[Opening EXTRACTED ENTRIES section]

PR #113, opened 2021-06-13
Show code, if available, in `--visualize` flow graph

zbanks:
Small change!

Not sure if anyone had attachments to the previous flow graph format. If the blocks have not been translated, then it produces very similar output to the old format (except the nodes are rectangles with `// Node N`)

The code in the blocks is not perfect -- it's based solely on the steps from `translate_to_ast()` (before any `if_statements.py`). It still helps to get an approximation of what each branch represents though.

Here's an example from OOT's `ovl_En_Dekubaba/func_809E80D8.s` of what it looks like now - it's a bit easier to follow what's going on.

graphviz_render gv

### DIFF
--- a/src/flow_graph.py
+++ b/src/flow_graph.py
@@ -5,6 +5,7 @@ from typing import Any, Counter, Dict, Iterator, List, Optional, Set, Tuple, Uni
 import attr
 
 from .error import DecompFailure
+from .options import Formatter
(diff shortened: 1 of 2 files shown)


simonlindholm (approved):

matt-kempster:
OMG! Awesome!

[Closing EXTRACTED ENTRIES section]

*REQUIRED ACTION:*
The expected response consists solely of the lines from the one with "Show code, if" through the end of the records, repeated exactly.

*TASK SOLUTION:*
Show code, if available, in `--visualize` flow graph

zbanks:
Small change!

Not sure if anyone had attachments to the previous flow graph format. If the blocks have not been translated, then it produces very similar output to the old format (except the nodes are rectangles with `// Node N`)

The code in the blocks is not perfect -- it's based solely on the steps from `translate_to_ast()` (before any `if_statements.py`). It still helps to get an approximation of what each branch represents though.

Here's an example from OOT's `ovl_En_Dekubaba/func_809E80D8.s` of what it looks like now - it's a bit easier to follow what's going on.

graphviz_render gv

### DIFF
--- a/src/flow_graph.py
+++ b/src/flow_graph.py
@@ -5,6 +5,7 @@ from typing import Any, Counter, Dict, Iterator, List, Optional, Set, Tuple, Uni
 import attr
 
 from .error import DecompFailure
+from .options import Formatter
(diff shortened: 1 of 2 files shown)


simonlindholm (approved):

matt-kempster:
OMG! Awesome!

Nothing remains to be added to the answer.